Was den obengenannten ›Caesar Act‹, das im Dezember 2019 verabschiedete US-Gesetz
namens ›Caesar Syrian Civilian Protection Act‹ angeht, so ist dessen
1. Stufe am 17. Juni 2020 in Kraft getreten; er sieht die extraterritoriale
Anwendung ökonomischer Zwangsmassnahmen gegen Syrien vor. Demnach haben
Staaten, Unternehmen oder Personen, die die syrische Regierung militärisch,
wirtschaftlich oder finanziell unterstützen, in den Vereinigten Staaten mit
empfindlichen Strafen zu rechnen. Wie US-Aussenminister Mike Pompeo zum
gleichen Zeitpunkt erklärte, sende dieser ›ein klares Signal‹ aus: «Kein auswärtiger Akteur solle mit der syrischen Regierung
Geschäfte machen». Über das Ziel dieser Massnahme, die dazu geeignet ist,
Syrien ökonomisch noch umfassender zu isolieren, hiess es im Februar in der
US-Fachzeitschrift ›Foreign Affairs»: «Zumindest könne sie die Regierung in
Damaskus noch weiter schwächen und die Instabilität in regierungskontrollierten
Gebieten verstärken». [2]
Die Rückkehr der Syrer in ihr Land
Am 7. August 2018 forderte Syrien die USA und die
EU dazu auf, die Wirtschaftssanktionen aufzuheben, damit alle syrischen
Flüchtlinge in ihre Heimat zurückkehren könnten. Zuvor hatte der syrische UN-Botschafter Baschar al-Jafaari am 5. 8. alle
syrischen Flüchtlinge im Ausland dazu aufgerufen, nach Syrien zurückzukehren. Al-Jaafari wies darauf hin,
dass die Rückkehr der syrischen Flüchtlinge nicht nur mit der syrischen
Regierung, sondern mit vielen Staaten zusammenhänge, die dem syrischen Volk
sogenannte ›einseitige Zwangsmassnahmen auferlegten‹, die nicht auf
Resolutionen des UN-Sicherheitsrats basierten. Über die Auswirkungen der
EU-Sanktionen gegen Syrien sagte Dr. Joseph Fares, Direktor des italienischen
Krankenhauses in Damaskus, im
vergangenen Jahr dem ›Middle East Eye‹: «Wir können Lachgas, das für Anästhetika benötigt wird,
nicht importieren, weil man sagt, dass damit Bomben hergestellt werden können.

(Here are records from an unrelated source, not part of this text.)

PR #4608, opened 2026-08-21
Add GridModel.getSortedRecords(); fix GridFindField mutating Store records

lbwexler:
### Fixes

**`GridFindField` was mutating Store state.** Its recursive sort sorted `rec.children` in place, and that resolves to `RecordSet`'s memoized children array, not a copy - so using a find field on a tree grid permanently reordered the array returned by `Store.getChildrenById`, for every other consumer of it. Export sorted the same way but copied at each level of its recursion, so it was unaffected.

**Grid export ignored `GridModel.groupBy`.** A grouped grid exported in an order unrelated to what was on screen. Exported leaf order now matches the rendered order. Group header rows are still not emitted - those are synthetic ag-Grid nodes with no backing `StoreRecord`.

### Faster sorting

Both call sites sort the Store's full record set - all roots, plus every child on a tree grid - to reproduce rendered row order without going through ag-Grid. Export does this once per export, with the user waiting on it. `GridFindField` re-sorts whenever `store.records`, `columns`, `sortBy`, or `groupBy` changes while a query is active, debounced at `queryBuffer` (200ms default) - so on a streaming grid, up to five full re-sorts a second. The result is cached in `_records` until the next such change, so typing in the field does not itself re-sort.

Three changes:

* Sorter setup - column lookup, `getAgSpec().comparator`, direction - resolves once per sort rather than once per tree node. `getAgSpec()` builds a full `ColDef` with several closures, so on a deep tree that was the dominant cost.
* Decorate-sort-undecorate: each record's value and ag-Grid row node resolve once per sort instead of on every comparison - n lookups per key rather than ~2n log n. Worth noting ag-Grid's own `compareRowNodes` does not do this, re-resolving both per comparison.
* One composite comparator over the sort keys in priority order, replacing a separate stable pass per key. Equivalent for consistent comparators, and k passes become one.

### One implementation, exposed publicly

`GridExportService` and `GridFindFieldImplModel` held near-verbatim copies of this sort, which had drifted apart - hence both fixes above. Both now go through a new public `GridModel.getSortedRecords()` and retain no sorting code of their own. It delegates to `computeSortedRecords()` in the new `@internal` `cmp/grid/impl/RecordSortUtils.ts`.

Exposing it seemed generally useful rather than incidental: "the grid's records in the order it renders them" is what any app-level operation wants when it has to follow the on-screen order but cannot go through ag-Grid - custom exports, reports, copy-to-clipboard, print views. It works on an unrendered `GridModel`, which `agApi`-based approaches do not.

### Behavior notes

* `record.children` on a tree grid with an active find field now reads back in the Store's natural order rather than the find field's sort order. Grid row order comes from ag-Grid, so no in-framework consumer should care.
* `groupBy` is now ignored on tree grids, matching ag-Grid, which ignores row grouping in tree data mode. Find previously applied it to the flattened list, producing an order that did not match the grid.


CHANGELOG.md
```diff
@@ -314,10 +318,14 @@ columns.
     * Developers who build against a local hoist-react checkout (`inlineHoist`) now need pnpm to
       install this repo's dependencies (`corepack enable pnpm`, then `pnpm install`). The app itself
       can remain on yarn or npm. Update any `startWithHoist`-style app scripts accordingly.
+* Improved sort performance for grid export and `GridFindField`. Both now share a single
+  decorate-sort-undecorate implementation that resolves each record's value, comparator, and
```
amcclain: "decorate-sort-undecorate implementation" 🤔

cmp/grid/impl/RecordSortUtils.ts
```diff
@@ -0,0 +1,131 @@
...
+/**
+ * Return the GridModel's root records in the order the grid renders them - sorted per its groupBy
+ * and sortBy and, for tree grids, flattened depth-first through each record's children.
+ *
+ * Used to reproduce rendered row order for consumers that work off the Store rather than ag-Grid,
+ * e.g. export and find. Always returns a newly allocated array, and never mutates the Store's own.
+ * Sorts via decorate-sort-undecorate, resolving each record's value and row node once rather than
+ * on every comparison. Note this yields leaf records only - the group rows rendered for a grouped
+ * grid are synthetic ag-Grid nodes with no backing StoreRecord.
+ * @internal
```
amcclain, line 20: I am not pushing for this, but would this be useful for apps in any context we know of or could very plausible imagine? Just wondering about marking `@internal` and put within `impl` since it feels like a maybe useful general util

amcclain (approved):

CHANGELOG.md
lbwexler: Yeah -- "DSU"

cmp/grid/impl/RecordSortUtils.ts
lbwexler: I thought about that -- sure -- could be a single public method on GridModel.  I'll do it.

lbwexler: Done!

Wir benötigen Helium, um unsere MRI-Scanner zu kühlen, aber wir dürfen keins
importieren. Viele MRI-Zentren sind in ganz Syrien ausser Betrieb». Früher wurde das italienische
Krankenhaus von Damaskus teilweise durch Spenden aus Italien finanziert, aber «wir
können kein Geld mehr aus Italien bekommen, weil keine Gelder an syrische
Banken überwiesen werden können». Die christlich-arabischen Würdenträger
Johannes X. von Antiochien, Gregor III. Laham und Mar Ignatius Aphrem II.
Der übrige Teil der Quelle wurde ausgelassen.